Let’s be clear: the duty of our government is to affirm and protect the right to dissent, not establish Disinformation Governance Boards. The Constitution allows us to work out for ourselves what is or is not misinformation and disinformation. It does not allow Biden and the WOG federal cohort to clamp down on people’s airing of expression. This has risen to a matter of urgent importance, as Biden also oversees a pandemic-fertilized escalation of surveillance that is broadening the federal government’s even longer-standing war on anonymity as such. This too is a threat to democracy.

Not letting anybody on the right who deserves it off the hook, something Biden said last night is applicable to himself and his administration: “Too much of what’s happening in our country today is not normal.” Radical progressism is itself “an extremism that threatens the very foundations of our republic,” to borrow another Biden speechwriter phrase.

The “Soul” speech represents the capstone of efforts to demonize as extremism the opposition to a relatively recent and extroardinary increase in the scale and scope of federal government intervention, and to intimidate and induce compliance with it.
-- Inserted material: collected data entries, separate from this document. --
PR #317, opened 2022-06-21
Fetch surplus auction by id

### LINKED ISSUE #295: Create function to fetch auction by index
### Goal
Fetch surplus auction information based on index

### Context
The issue is a subset of the implementation proposal you can find [here](https://github.com/sidestream-tech/unified-auctions-ui/issues/188#issuecomment-1152161469)

### Tasks
- [ ] Create new file in core `surplus.ts`
- [ ] Create function to fetch auction by index `fetchSurplusAuctionByIndex(network, index)`
    - [ ] fetch events related to the auction, filtering by its index
    - [ ] returns renamed and transformed auction with events array
    - [ ]  in case the `currentState === 'just-started'`, we should additionally fetch `flap.kicks(index)` to check that the auction was not restarted (because calling `flap.tick(index)` [resets `auctionEndDate`, but emits no events](https://github.com/makerdao/dss/blob/fa4f6630afb0624d04a003e920b0d71a00331d98/src/flap.sol#L133-L137)) – this should also be fetched after the restart transaction execution

### Assets

 Proposal:
```typescript
// NB: this is only a proposal
interface SurplusAuctionData {
    bidAmountMKR: BigNumber | undefined; // amount of MRK (bid)
    receiveAmountDAI: BigNumber; // amount of DAI to be received (lot)
    receiverAddress: string; // the address of the wallet who receives DAI (guy)
    auctionEndDate: Date; // final date when auction will end (now + `flap.tau()` – 2 days atm) (end)
    bidEndDate: Date; // (tic)
    earliestEndDate: Date; // earliest of auctionEndDate and auctionEndDate
    state: 'just-started' | 'have-bids' | 'ready-for-collection' | 'collected' | 'requires-restart'; // auction state determined from fetched events
}
interface SurplusBid extends SurplusAuctionData {
    type: 'start' | 'bid' | 'collect'; // as 'Kick', 'Tend', 'Deal'
    transactionHash: string;
    transactionDate: Date; // determined from block number (see `fetchDateByBlockNumber`)
    // other SurplusAuctionData fields
}
interface SurplusAuction extends SurplusAuctionData {
    events: SurplusEvent[];
}
```

KirillDogadin-std:
Closes #295 

Checklist:

___

the events and state of the auction are a bit in the different shape as initially intended because of the complications with the event extraction from the blockchain and due to the fact that the surplus auction start event has to be extracted anyway to gain the complete info.

manual test was happening on block `14078340` and with the latest auction `2328` (the greatest `kick` value)

### DIFF
--- a/core/src/contracts.ts
+++ b/core/src/contracts.ts
@@ -14,8 +14,6 @@ import WSTETH from './abis/WSTETH.json';
 import getSigner from './signer';
 import memoizee from 'memoizee';
 
-const CACHE_EXPIRY_MS = 24 * 60 * 60 * 1000;
-
 export const getClipperNameByCollateralType = function (collateralType: string): string {
     const suffix = collateralType.toUpperCase().replace('-', '_');
     return `MCD_CLIP_${suffix}`;
@@ -70,7 +68,6 @@ const _getContract = async function (network: string, contractName: string, useS
 };
 
 const getContract = memoizee(_getContract, {
-    maxAge: CACHE_EXPIRY_MS,
     promise: true,
     length: 3,
 });
--- a/core/src/contracts.ts
+++ b/core/src/contracts.ts
@@ -9,6 +9,7 @@ import MCD_JOIN from './abis/MCD_JOIN.json';
 import MCD_CLIP_CALC from './abis/MCD_CLIP_CALC.json';
 import MCD_CLIP from './abis/MCD_CLIP.json';
 import MCD_DOG from './abis/MCD_DOG.json';
+import MCD_FLAP from './abis/MCD_FLAP.json';
 import WSTETH from './abis/WSTETH.json';
 import getSigner from './signer';
 
@@ -35,6 +36,9 @@ const getContractInterfaceByName = async function (contractName: string): Promis
     }
     if (contractName === 'MCD_DOG') {
         return MCD_DOG;
+    }
+    if (contractName === 'MCD_FLAP') {
+        return MCD_FLAP;
     }
     if (contractName === 'WSTETH') {
         return WSTETH;
--- a/core/src/contracts.ts
+++ b/core/src/contracts.ts
@@ -12,6 +12,9 @@ import MCD_DOG from './abis/MCD_DOG.json';
 import MCD_FLAP from './abis/MCD_FLAP.json';
 import WSTETH from './abis/WSTETH.json';
 import getSigner from './signer';
+import memoizee from 'memoizee';
+
+const CACHE_EXPIRY_MS = 24 * 60 * 60 * 1000;
 
 export const getClipperNameByCollateralType = function (collateralType: string): string {
     const suffix = collateralType.toUpperCase().replace('-', '_');
@@ -58,12 +61,18 @@ const getContractInterfaceByName = async function (contractName: string): Promis
     throw new Error(`No contract interface found for "${contractName}"`);
 };
 
-const getContract = async function (network: string, contractName: string, useSigner = false): Promise<Contract> {
+const _getContract = async function (network: string, contractName: string, useSigner = false): Promise<Contract> {
     const contractAddress = await getContractAddressByName(network, contractName);
     const contractInterface = await getContractInterfaceByName(contractName);
     const signerOrProvider = useSigner ? await getSigner(network) : await getProvider(network);
     const contract = await new ethers.Contract(contractAddress, contractInterface, signerOrProvider);
     return contract;
 };
+
+const getContract = memoizee(_getContract, {
+    maxAge: CACHE_EXPIRY_MS,
+    promise: true,
+    length: 3,
+});
 
 export default getContract;
--- a/core/src/surplus.ts
+++ b/core/src/surplus.ts
@@ -1,4 +1,4 @@
-import type { SurplusAuction, SurplusAuctionStates, SurplusAuctionUnexistant, SurplusAuctionBaseData } from './types';
+import type { SurplusAuction, SurplusAuctionUnexistant, SurplusAuctionBaseData } from './types';
 import { getEarliestDate } from './helpers/getEarliestDate';
 import BigNumber from './bignumber';
 import getContract from './contracts';
@@ -7,13 +7,35 @@ import { Contract } from 'ethers';
 const surplusAuctionLastIndex = async (contract: Contract) => {
     const auctionsQuantityBinary = await contract.kicks();
     return new BigNumber(auctionsQuantityBinary._hex);
-}
+};
+
+const getAuctionState = (earliestEndDate: Date, greatestBid: number) => {
+    const isBidExpired = new Date() > earliestEndDate;
+    const haveBids = greatestBid === 0;
+    if (haveBids) {
+        if (isBidExpired) {
+            return 'ready-for-collection';
+        }
+        return 'have-bids';
+    }
+    if (isBidExpired) {
+        return 'requires-restart';
+    }
+    return 'just-started';
+};
 
 export const fetchSurplusAuctionByIndex = async function (
     network: string,
-    auctionIndex: number
+    auctionIndex: number,
+    contractOrNull: Contract | null = null
 ): Promise<SurplusAuction | SurplusAuctionUnexistant> {
-    const contract = await getContract(network, 'MCD_FLAP');
+    let contract: Contract;
+    if (!!contractOrNull) {
+        contract = contractOrNull;
+    } else {
+        contract = await getContract(network, 'MCD_FLAP');
+    }
+
     const auctionData = await contract.bids(auctionIndex);
     const isAuctionDeleted = new BigNumber(auctionData.end).eq(0);
     const baseAuctionInfo: SurplusAuctionBaseData = {
@@ -22,24 +44,17 @@ export const fetchSurplusAuctionByIndex = async function (
     };
 
     if (isAuctionDeleted) {
-        const auctionLastIndex = await surplusAuctionLastIndex(contract)
+        const auctionLastIndex = await surplusAuctionLastIndex(contract);
         if (auctionLastIndex.lt(auctionIndex)) {
             throw new Error('No active auction found with this id');
         }
-        return { ...baseAuctionInfo, state: 'collected'};
+        return { ...baseAuctionInfo, state: 'collected' };
     }
 
     const auctionEndDate = new Date(auctionData.end * 1000);
     const bidEndDate = new Date(auctionData.tic * 1000);
     const earliestEndDate = getEarliestDate(auctionEndDate, bidEndDate);
-
-    const isBidExpired = new Date() > earliestEndDate;
-
-    const haveBids = auctionData.tic === 0;
-    const [stateIfExpired, stateIfNotExpired] = haveBids
-        ? ['ready-for-collection', 'have-bids']
-        : ['requires-restart', 'just-started'];
-    const state: SurplusAuctionStates = (isBidExpired ? stateIfExpired : stateIfNotExpired) as SurplusAuctionStates;
+    const state = getAuctionState(earliestEndDate, auctionData.tic);
 
     return {
         ...baseAuctionInfo,
@@ -51,4 +66,30 @@ export const fetchSurplusAuctionByIndex = async function (
         bidEndDate,
         state,
     };
+};
+
+const getActiveSurplusAuctionOrNull = async (
+    network: string,
+    auctionIndex: number,
+    contractOrNull: Contract | null = null
+) => {
+    const auction = await fetchSurplusAuctionByIndex(network, auctionIndex, contractOrNull);
+    if (auction.state === 'collected') {
+        return null;
+    }
+    return auction;
+};
+
+export const fetchActiveSurplusAuctions = async function (network: string): Promise<SurplusAuction[]> {
+    const contract = await getContract(network, 'MCD_FLAP');
+    const auctionLastIndex = (await surplusAuctionLastIndex(contract)).toNumber();
+
+    let auctionIndexToFetch = auctionLastIndex;
+    let surplusAuctions: SurplusAuction[] = [];
+    let currentSurplusAuction;
+    while ((currentSurplusAuction = await getActiveSurplusAuctionOrNull(network, auctionIndexToFetch, contract))) {
+        surplusAuctions.push(currentSurplusAuction);
+        --auctionIndexToFetch;
+    }
+    return surplusAuctions;
 };
--- a/core/src/surplus.ts
+++ b/core/src/surplus.ts
@@ -41,7 +41,7 @@ export const fetchSurplusAuctionByIndex = async function (
     if (isAuctionDeleted) {
         const auctionLastIndex = await getSurplusAuctionLastIndex(contract);
         if (auctionLastIndex < auctionIndex) {
-            throw new Error('No active auction exists this id');
+            throw new Error('No active auction exists with this id');
         }
         return { ...baseAuctionInfo, state: 'collected' };
     }
--- a/core/src/surplus.ts
+++ b/core/src/surplus.ts
@@ -1,4 +1,4 @@
-import type { SurplusAuction, SurplusAuctionCollected, SurplusAuctionBase } from './types';
+import type { SurplusAuction, SurplusAuctionBase } from './types';
 import { getEarliestDate } from './helpers/getEarliestDate';
 import BigNumber from './bignumber';
 import getContract from './contracts';
--- a/core/src/surplus.ts
+++ b/core/src/surplus.ts
@@ -4,6 +4,7 @@ import BigNumber from './bignumber';
 import getContract from './contracts';
 import { Contract } from 'ethers';
 import getNetworkDate from './date';
+import { RAD, WAD } from './constants/UNITS';
 
 const getSurplusAuctionLastIndex = async (contract: Contract): Promise<number> => {
     const auctionsQuantityBinary = await contract.kicks();
@@ -60,8 +61,8 @@ export const fetchSurplusAuctionByIndex = async function (
     return {
         ...baseAuctionInfo,
         earliestEndDate,
-        bidAmountMKR: new BigNumber(auctionData.bid._hex),
-        receiveAmountDAI: new BigNumber(auctionData.lot._hex),
+        bidAmountMKR: new BigNumber(auctionData.bid._hex).div(WAD),
+        receiveAmountDAI: new BigNumber(auctionData.lot._hex).div(RAD),
         receiverAddress: auctionData.guy,
         auctionEndDate,
         bidEndDate,
@@ -69,7 +70,7 @@ export const fetchSurplusAuctionByIndex = async function (
     };
 };
 
-const getActiveSurplusAuctionOrNull = async (network: string, auctionIndex: number, contract?: Contract) => {
+const getActiveSurplusAuctionOrUndefined = async (network: string, auctionIndex: number, contract?: Contract) => {
     const auction = await fetchSurplusAuctionByIndex(network, auctionIndex, contract);
     if (auction.state === 'collected') {
         return;
@@ -81,11 +82,10 @@ export const fetchActiveSurplusAuctions = async function (network: string): Prom
     const contract = await getContract(network, 'MCD_FLAP');
     const auctionLastIndex = await getSurplusAuctionLastIndex(contract);
 
-    const auctionIndexToFetch = auctionLastIndex;
     const surplusAuctions: SurplusAuction[] = [];
     let currentSurplusAuction;
     for (let i = auctionLastIndex; i > 0; i--) {
-        currentSurplusAuction = await getActiveSurplusAuctionOrNull(network, auctionIndexToFetch, contract);
+        currentSurplusAuction = await getActiveSurplusAuctionOrUndefined(network, i, contract);
         if (!currentSurplusAuction) {
             break;
         }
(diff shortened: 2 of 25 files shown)


core/src/surplus.ts
```diff
@@ -0,0 +1,52 @@
...
+    network: string,
+    auctionIndex: number
+): Promise<SurplusAuctionData> {
+    const contract = await getContract(network, 'MCD_FLAP');
+
+    const auctionsQuantityBinary = await contract.kicks();
+    const auctionsQuantity = new BigNumber(auctionsQuantityBinary._hex);
+    if (auctionsQuantity.lt(auctionIndex)) {
+        throw new Error('No active auction found with this id');
+    }
```
valiafetisov, line 16: I don't think you need to do extra call to check again that index doesn't exceed `kicks`. You can at least move few lines down, after you already know that there is no auction with this id and you need to check if auction never existed. 

I would also move `auctionLastIndex` logic into a separate function, since we will need to reuse it later on

core/src/surplus.ts
```diff
@@ -0,0 +1,52 @@
...
+import getContract from './contracts';
+
+export const fetchSurplusAuctionByIndex = async function (
+    network: string,
+    auctionIndex: number
+): Promise<SurplusAuctionData> {
+    const contract = await getContract(network, 'MCD_FLAP');
+
+    const auctionsQuantityBinary = await contract.kicks();
+    const auctionsQuantity = new BigNumber(auctionsQuantityBinary._hex);
```
valiafetisov, line 13: I would say it's the `auctionLastIndex`

core/src/surplus.ts
```diff
@@ -0,0 +1,52 @@
...
+    if (auctionsQuantity.lt(auctionIndex)) {
+        throw new Error('No active auction found with this id');
+    }
+
+    const auctionData = await contract.bids(auctionIndex);
+    const isAuctionDeleted = new BigNumber(auctionData.lot).eq(0);
+    const baseAuctionInfo: SurplusAuctionData = {
```
valiafetisov, line 20: - I would suggest to maybe have a different type for the collected auction? Otherwise, types doesn't really make sense as most of the parameters are optional. Would it make sense?
- I would check that `end` date is 0 instead of `lot` to be on the safe side

core/src/surplus.ts
```diff
@@ -0,0 +1,52 @@
...
+    const state: SurplusAuctionStates = (isBidExpired ? stateIfExpired : stateIfNotExpired) as SurplusAuctionStates;
+
+    return {
+        ...baseAuctionInfo,
+        earliestEndDate,
+        bidAmountMKR: new BigNumber(auctionData.bid._hex),
+        receiveAmountDAI: new BigNumber(auctionData.lot._hex),
+        receiverAddress: auctionData.guy,
+        auctionEndDate: expirationTimeAuction,
+        bidEndDate: expirationTimeBid,
```
valiafetisov, line 49: Do you want to rename the type or the vars for consistency?

core/src/surplus.ts
```diff
@@ -0,0 +1,52 @@
...
+    const expirationTimeBid = new Date(auctionData.tic * 1000);
+    const earliestEndDate = getEarliestDate(expirationTimeAuction, expirationTimeBid);
+
+    const isBidExpired = new Date() > earliestEndDate;
+
+    const haveBids = auctionData.tic === 0;
+    const [stateIfExpired, stateIfNotExpired] = haveBids
+        ? ['ready-for-collection', 'have-bids']
+        : ['requires-restart', 'just-started'];
+    const state: SurplusAuctionStates = (isBidExpired ? stateIfExpired : stateIfNotExpired) as SurplusAuctionStates;
```
valiafetisov, line 40: Can we please make it a little more readable? I think simple `if/else` would work here. You can also move it to a separate function eg `determineAuctionState`

I also think that typecasting via `as` would be enough for ts to figure out the type.

valiafetisov (commented):
I would suggest to also implement fetching of all active auctions in the same PR since it may influence the structure of your functions

valiafetisov:
I would also advice to add store-related actions+storage to frontend in the same PR, so that its functionally testable

KirillDogadin-std:
> How is it related to this PR?

the proposal of the datastructure for the auctions includes market price. So asking in case they have to be also included here.

core/src/surplus.ts
```diff
@@ -0,0 +1,95 @@
...
+
+export const fetchSurplusAuctionByIndex = async function (
+    network: string,
+    auctionIndex: number,
+    contractOrNull: Contract | null = null
+): Promise<SurplusAuction | SurplusAuctionUnexistant> {
+    let contract: Contract;
+    if (!!contractOrNull) {
+        contract = contractOrNull;
+    } else {
```
valiafetisov, line 35: - Why do you need to pass contract as a parameter to this function?
- When and why can contract become null?

In short, you don't need to provide it via parameter, please use `getContract` directly

core/src/surplus.ts
```diff
@@ -0,0 +1,95 @@
...
+    const isAuctionDeleted = new BigNumber(auctionData.end).eq(0);
+    const baseAuctionInfo: SurplusAuctionBaseData = {
+        network,
+        id: auctionIndex,
+    };
+
+    if (isAuctionDeleted) {
+        const auctionLastIndex = await surplusAuctionLastIndex(contract);
+        if (auctionLastIndex.lt(auctionIndex)) {
+            throw new Error('No active auction found with this id');
```
valiafetisov, line 49: I would make it clear that auction with this id never existed in the first place, not just not found?

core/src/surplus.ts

A major disappointment is the condoning of this by the media, which in daily press briefings does little to challenge Biden’s impulses but urges even more government control in just about every sphere of ordinary life. The New York Times, among many, is pleased with Biden’s shift from “compromise to combat.”

Biden said in Philadelphia that “We’re all called, by duty and conscience, to confront extremists who will put their own pursuit of power above all else.” Few are the pursuits of power that match the scale of Biden’s own “whole-of-government” ambitions.

Biden was better when he said, “We, the people, have burning inside each of us the flame of liberty that was lit here at Independence Hall.”